It's a myth that it's faster to put a bug in a bug list and deal with it
later. If you find a bug, fix it immediately, most bugs take only a couple
minutes to fix anyway. With DbC, you will find more bugs and it will reinforce
the discipline to fix them then and there.

The graph that Martin Fowler showed where high-quality code allows for faster
development is true. Where I would disagree is that there is an initial bump
in time. Probably because most people will write tests as a sign of quality.
Don't write those tests, go faster, use contracts.

------
m0zg
I'm currently consulting for a small startup one of the two engineers in which
just doesn't get why he needs to adhere to any sort of a coding standard or
write tests, or just write code that doesn't make your eyes bleed. To make
matters worse, the founder thinks this engineer is "very capable" and just
"set in his ways". As a consultant, it's not my place to fix such issues, so
I'm thinking of dropping the client in question, for the first time in my
career.

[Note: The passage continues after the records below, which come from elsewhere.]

PR #206, opened 2020-01-08
DCEify PR accounts

eschwartz:
## Proposed changes

Trying to run our PR DCE deployments inside a DCE child account.

**Driving this change:**
- Our PR account has a ton of orphaned resources, which costs $$, presents security risk, and hits AWS resource limits (causing failed builds)
- Dogfooding -- can we use DCE as we intend our customers to use it? testing out the dce-cli

**Overview of changes**

- Before TF deploy, new step to get access to a DCE child account
- Creates a lease for the PR, with `PrincipalID=github-pr-<pr#>`, or uses existing lease if already created
- "Logs in" to that lease, generating AWS creds for the DCE child account
- Those child creds are used in future TF deploy/functional-test steps.

**Also..**

- Remove access logging from our artifacts bucket. The number of objects this generates made nuking difficult, and there wasn't a compelling reason for us to keep it,.

## Types of changes

## Checklist

### DIFF
--- a/modules/artifacts_bucket.tf
+++ b/modules/artifacts_bucket.tf
@@ -29,28 +29,6 @@ resource "aws_s3_bucket" "artifacts" {
     enabled = true
   }
 
-  # Send S3 access logs for this bucket to itself
-  logging {
-    target_bucket = local.artifact_bucket_name
-    target_prefix = "logs/"
-  }
-
-  // Expire logs after 7 days
-  lifecycle_rule {
-    id      = "logs"
-    prefix  = "logs/"
-    enabled = true
-
-    expiration {
-      days = 7
-    }
-
-    // Expire previous object versions after 1 day
-    noncurrent_version_expiration {
-      days = 1
-    }
-  }
-
   tags = var.global_tags
 }
 
--- a/pipelines/pipeline.yml
+++ b/pipelines/pipeline.yml
@@ -24,12 +24,6 @@ stages:
               addToPath: true
               architecture: "x64"
 
-          # Install AWS ClI tool
-          - task: CmdLine@2
-            inputs:
-              script: "pip install awscli"
-            displayName: "Install awscli"
-
           # Install Terraform
           - task: TerraformInstaller@0
             inputs:
@@ -76,23 +70,17 @@ stages:
       - job: Build
         dependsOn: Test
         steps:
+          # Build go executables
           - script: |
               make build
             displayName: "Build"
+
+          # Publish build artifacts
+          # for deploying to PR environment, and for Github releases
           - publish: $(System.DefaultWorkingDirectory)/bin
             artifact: bin
-          - publish: $(System.DefaultWorkingDirectory)/modules
-            artifact: modules
           - publish: $(System.DefaultWorkingDirectory)/scripts
             artifact: deploy_scripts
-          - publish: $(System.DefaultWorkingDirectory)/tests
-            artifact: tests
-          - publish: $(System.DefaultWorkingDirectory)/pkg
-            artifact: pkg
-          - publish: $(System.DefaultWorkingDirectory)/go.mod
-            artifact: gomod
-          - publish: $(System.DefaultWorkingDirectory)/go.sum
-            artifact: gosum
 
   - stage: Deploy
     dependsOn: TestAndBuild
@@ -104,6 +92,9 @@ stages:
           runOnce:
             deploy:
               steps:
+                # Checkout the git repo code
+                - checkout: self
+
                 # Configure the namespace used by Terraform
                 # May be referenced as an env var (eg. "${NAMESPACE}")
                 # Or as a pipeline variable (eg. "$(namespace)")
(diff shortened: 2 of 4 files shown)


pipelines/pipeline.yml
```diff
@@ -13,89 +13,89 @@ pr:
   - release/*
 
 stages:
-  - stage: TestAndBuild
```
eschwartz: commented out a bunch of the pipeline, just to make iteration faster while I'm working on this.

pipelines/pipeline.yml
```diff
@@ -184,37 +138,160 @@ stages:
...
+                      echo "
+                        api:
+                          # nonprod (0086)
+                          host: $(DCE_NONPROD_HOSTNAME)
+                          basepath: /api
+                        region: us-east-1
+                      " > ./dce.yml
+
+
+                      # Check if we already have an active lease for this PR
```
eschwartz: Half this bash code could deleted if we fixed a couple bugs in the dce-cli 
(outputing to stderr, invalid JSON, unsupported `GET` query params, etc)

pipelines/pipeline.yml
```diff
@@ -76,23 +70,17 @@ stages:
...
+
+          # Publish build artifacts
+          # for deploying to PR environment, and for Github releases
           - publish: $(System.DefaultWorkingDirectory)/bin
             artifact: bin
-          - publish: $(System.DefaultWorkingDirectory)/modules
-            artifact: modules
           - publish: $(System.DefaultWorkingDirectory)/scripts
             artifact: deploy_scripts
-          - publish: $(System.DefaultWorkingDirectory)/tests
```
eschwartz: I mucked around a bunch with how files are shared between jobs.
I added `checkout: true` to all the stages, so everything has access to the main repo code,
and we only need to move generated artifacts around.

Not necessarily better or worse this way, but I was having a rough time of it, 
and it's working now!

pipelines/pipeline.yml
```diff
@@ -123,59 +114,16 @@ stages:
...
-                      backend "s3" {
-                        region = "us-east-1"
-                      }
-                    }
-                    ' > backend.tf
-                  displayName: "Generate backend.tf"
-                  workingDirectory: "$(Pipeline.Workspace)/modules"
-
-                # terraform init
-                - task: TerraformTaskV1@0
```
eschwartz: We can't really use these TerraformTasks anymore, because they require static credentials. We want to use our dynamic creds from our DCE lease.

They didn't add much value anyways -- an unnecessary abstraction around a single CLI command, imo

scripts/create-tf-backend.sh
```diff
@@ -0,0 +1,62 @@
+#!/usr/bin/env bash
```
eschwartz: Because we're using ephemeral accounts in PR envs, we need to recreate our TF backend whenever we get a clean account.

pipelines/pipeline.yml
kddejong: Tried to find that type of property but was having really bad luck.  Nice find.

pipelines/pipeline.yml
```diff
@@ -186,35 +134,157 @@ stages:
...
                     testRunTitle: Functional Tests
                   condition: always()
+
+                # Publish the dce-cli executable, so we can use
+                # it in our Cleanup stage
+                - publish: $(System.DefaultWorkingDirectory)/dce
+                  artifact: dce-cli
+                - publish: $(System.DefaultWorkingDirectory)/dce.yml
+                  artifact: dce-yml
+                - publish: $(System.DefaultWorkingDirectory)/lease_id.txt
```
kddejong: Can't we just requery this?

pipelines/pipeline.yml
eschwartz: yeah, and it's weird because _some_ stages do it automatically, and some don't.

pipelines/pipeline.yml
```diff
@@ -186,35 +134,157 @@ stages:
...
+                  displayName: "Download pipeline dependencies"
+
+                # Lease a DCE account, to use for deploying our PR environment
+                # (deploy DCE in DCE)
                 - task: AWSShellScript@1
-                  displayName: "Functional Tests"
+                  displayName: "Lease DCE Account"
                   inputs:
-                    awsCredentials: "AWS_Login"
+                    awsCredentials: "AWS_DCE_API_NONPROD"
```
kddejong: I'm guessing you added this credential to the pipeline already?

scripts/create-tf-backend.sh
```diff
@@ -0,0 +1,62 @@
...
+  # Create the S3 bucket
+  echo "Creating S3 bucket s3://${bucket_name} to use as terraform state backend... "
+  aws s3api create-bucket \
+    --bucket ${bucket_name} \
+    --acl log-delivery-write > /dev/null
+  echo "done."
+
+  # Operations on the bucket seem to fail if immediately after creating
+  # the bucket.
+  sleep 20
```
kddejong: ouch :(

modules/artifacts_bucket.tf
```diff
@@ -29,28 +29,6 @@ resource "aws_s3_bucket" "artifacts" {
     enabled = true
   }
 
-  # Send S3 access logs for this bucket to itself
-  logging {
```
kddejong: Thank you!

pipelines/pipeline.yml
```diff
@@ -225,70 +295,68 @@ stages:
...
-                # terraform destroy
-                - task: TerraformTaskV1@0
-                  displayName: "terraform destroy"
-                  inputs:
-                    provider: "aws"
-                    command: "destroy"
-                    workingDirectory: "$(Pipeline.Workspace)/modules"
-                    commandOptions: '-var="namespace=$(namespace)" -var="budget_notification_from_email=$(NOTIFY_EMAIL)"'
-                    environmentServiceNameAWS: "AWS_Terraform_Connection"
+                - bash: |
```
kddejong: Should we be ending the lease?

modules/artifacts_bucket.tf
joshmarsh: 💯

scripts/create-tf-backend.sh
eschwartz: `sleep` is the unsung hero of software 😜

pipelines/pipeline.yml
eschwartz: yeah, we could. There are just some things in the current version of dce-cli that make it difficult to lookup a specific lease (printing to stderr, can't query by status and principal..), so I was trying to avoid it for now.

The project is pretty cool, and I charge a steep rate, but this is
just not worth the aggravation.

------
fuzz4lyfe
It seems to me that the software market is a "market for lemons"[0]. Consumers
lacking a decent way to validate software quality don't believe you when you
do in fact produce a high quality product as other firms who produce low
quality software are making the same claims you are. Everyone assumes that
virtually all software quality is bad, and if its going to be bad anyway why
not complete the work quickly as well?

[0][https://en.m.wikipedia.org/wiki/The_Market_for_Lemons](https://en.m.wikipedia.org/wiki/The_Market_for_Lemons)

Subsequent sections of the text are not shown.